[Opening Data for this task section]

PR #284, opened 2023-05-16
Add OTP-26 to CI

seriyps:
See also https://github.com/erlang/otp/issues/7130#issuecomment-1513005012


seriyps:
Ok, it seems there are at least two incompatibilities with OTP-26.
CT logs from the build: https://github.com/epgsql/epgsql/suites/12932403903/artifacts/700838734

[Closing Data for this task section]

Your answer must be every record above, repeated exactly.

**Reply to the task**
PR #284, opened 2023-05-16
Add OTP-26 to CI

seriyps:
See also https://github.com/erlang/otp/issues/7130#issuecomment-1513005012


seriyps:
Ok, it seems there are at least two incompatibilities with OTP-26.
CT logs from the build: https://github.com/epgsql/epgsql/suites/12932403903/artifacts/700838734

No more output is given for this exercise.